What is the point of column families?

I've just uncovered some interesting information from the RocksDB FAQ. (RocksDB is a K-V store.)

Here are some relevant extracts.

Q: What are column families used for?

A: The most common reasons of using column families: (1) use different compaction setting, comparators, compression types, merge operators, or compaction filters in different parts of data; (2) drop a column family to delete its data; (3) one column family to store metadata and another one to store the data.

Q: What's the difference between storing data in multiple column family and in multiple rocksdb database?

A: The main differences will be backup, atomic writes and performance of writes. The advantage of using multiple databases: database is the unit of backup or checkpoint. It's easier to copy a database to another host than a column family. Advantages of using multiple column families: (1) write batches are atomic across multiple column families on one database. You can't achieve this using multiple RocksDB databases. (2) If you issue sync writes to WAL, too many databases may hurt the performance.

Q: I have different key spaces. Should I separate them by prefixes, or use different column families?

A: If each key space is reasonably large, it's a good idea to put them in different column families. If it can be small, then you should consider to pack multiple key spaces into one column family, to avoid the trouble of maintaining too many column families.

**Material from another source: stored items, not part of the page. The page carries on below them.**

PR #1338, opened 2021-09-10
Bug/6.dev/drop column row size

robinsowell:
There is a very rare issue in the upgrade from v5-6 where you can get a MySQL error:

```
SQLSTATE[42000]: Syntax error or access violation: 1118 Row size too large. The maximum row size for the used table type, not counting BLOBs, is 8126. This includes storage overhead, check the manual. You have to change some columns to TEXT or BLOBs:

ALTER TABLE `exp_member_groups` DROP `can_delete_all_comments`
```

I can't for the life of me figure out why dropping columns would cause a row size error.  In both cases I've seen it, it was on MariaDB and both cases threw the error in the same spot- ALTER TABLE `exp_member_groups` DROP `can_delete_all_comments`.

Google failed me.  BUT I figured we really should have a batch column drop, it would save a bit of memory and it makes sense to have, and by happy coincidence, it solves this weirdo bug.  

So- new batch column delete function added and implemented in the v5 upgrade that was hitting the row size error.

The one thing that may be missing is clean roll back functionality.  The automatic roll back failed in this spot anyway, but I did nothing to make this know how to add the columns back.  So it would probably fail here too.  I could use some thoughts on that issue.  So pinging @matthewjohns0n for review and eyeballs on the roll back issue.

## Nature of This Change

- [x] 🐛 Fixes a bug
- [ ] 💅 Fixes coding style
- [ ] ✅ Adds tests
- [ ] 👽 Adds new dependency
- [ ] 🔒 Improves security 

- [ ] Yes
- [ ] No

## Documentation

### DIFF
--- a/system/ee/installer/updates/ud_6_00_00_b_1.php
+++ b/system/ee/installer/updates/ud_6_00_00_b_1.php
@@ -596,9 +596,7 @@ class Updater
             ee()->db->insert_batch('permissions', $insert);
         }
 
-        foreach ($permissions as $permission) {
-            ee()->smartforge->drop_column('member_groups', $permission);
-        }
+        ee()->smartforge->drop_column_batch('member_groups', $permissions);
     }
 
     private function reassignChannelsToRoles()
--- a/system/ee/legacy/database/DB_forge.php
+++ b/system/ee/legacy/database/DB_forge.php
@@ -269,10 +269,10 @@ class CI_DB_forge
     }
 
     /**
-     * Column Drop
+     * Batched Column Drop
      *
      * @access	public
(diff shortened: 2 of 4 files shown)


intoeetive (changes requested):
@robinsowell I think this needs to use our PSR-12 formatting in some palces (use spaces instead of tabs, spaces around '.' etc.

Also, is this needed for 6.1 or can go into 6.2?

robinsowell:
@intoeetive It can definitely go in 6.2.  It's a super rare issue.  And I'll hit the psr changes.

obfuscode (approved):

PR #1339, opened 2021-09-10
Return and after should never be an array

matthewjohns0n:
## Overview

Fixes a bug where return value wasnt working properly.

Resolves EECORE-1345

## Nature of This Change

- [x] 🐛 Fixes a bug
- [ ] 💅 Fixes coding style
- [ ] ✅ Adds tests
- [ ] 👽 Adds new dependency
- [ ] 🔒 Improves security 

- [x] Yes
- [ ] No

## Documentation


intoeetive (changes requested):
I'm not feeling confident about this fix. I think we have few cases where `return` IS array, and we're just throwing them out, forcing redirect to homepage (`''`). I don't think we could do it.

intoeetive (approved):

PR #1349, opened 2021-09-22
Feature/6.x/min max relationship field, EECORE-1326, EECORE-1125, EECORE-1393

### LINKED ISSUE #40: Relationship field should have a min/max option
It would be nice if the relationship field could be set to have a minimum and/or maximum number of selections.  That way, you could cap how many choices are made -- this would be useful for enforcing editorial control on slideshows, sidebars, related articles, etc. etc.

This would require error checking in the entry form, modification to the javascript, and changes to the field settings. But it's not a huge change, it doesn't change any underlying data structures, etc.

To get this effect currently, I've used grid limited to 5 rows, with a relationship field in it. But that's kind hack-y and creates complicated template code and additional load time on the entry page, as well as it being annoying to the site admins.  You can use multiple relationship fields, in some cases, to enforce a limit, but that's not always possible, and it makes re-ordering a pain.  You can instruct people not to choose too many options (but they never listen).

I don't think this will require much documentation change, if any.  It's not going to be confusing for users or site builders, it's just a nice additional sub-feature.

Yulyaswan:
added  minimum and maximum number of selections for relationship field
fixes #40 
EECORE-1326, EECORE-1125, EECORE-1393

### DIFF
--- a/system/ee/ExpressionEngine/Addons/relationship/ft.relationship.php
+++ b/system/ee/ExpressionEngine/Addons/relationship/ft.relationship.php
@@ -531,7 +531,9 @@ class Relationship_ft extends EE_Fieldtype implements ColumnInterface
             'no_related' => ['text' => lang('no_entries_related')],
             'select_filters' => $select_filters,
             'channels' => $channel_choices,
-            'in_modal' => $this->get_setting('in_modal_context')
+            'in_modal' => $this->get_setting('in_modal_context'),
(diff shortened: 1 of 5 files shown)


intoeetive:
@ops-andy semanically, this is adding new feature (and a visible one with UI elements), so it can't go into patch release. Setting milestone to 6.2.0

matthewjohns0n (approved):

obfuscode (approved):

I know you're not looking for a parallel with SQL but this article explains plan simply the purpose and practical benefit of Column Families.

From Understanding the Cassandra Data Model from a SQL Perspective on RubyScale:

What is a Column Family for then? Just a table prefix? A Column Family has a number of settings that go with it that alter it’s behavior. There are cache settings for the keys (the UUIDs in this example), cache settings for the entire rows (the entire table in this example), and most importantly, sorting. In Cassandra there is no OFFSET, only LIMIT and the equivalent of BETWEEN. In this example, the column names are just strings but they could also be integers or timestamps and they are always stored in sort order. One Column Family might have timestamp-sorted data where you query things by time slice and another might be address book data where you query things in alphabetical order. The only sorting you get to do after the fact is reversing a particular slice.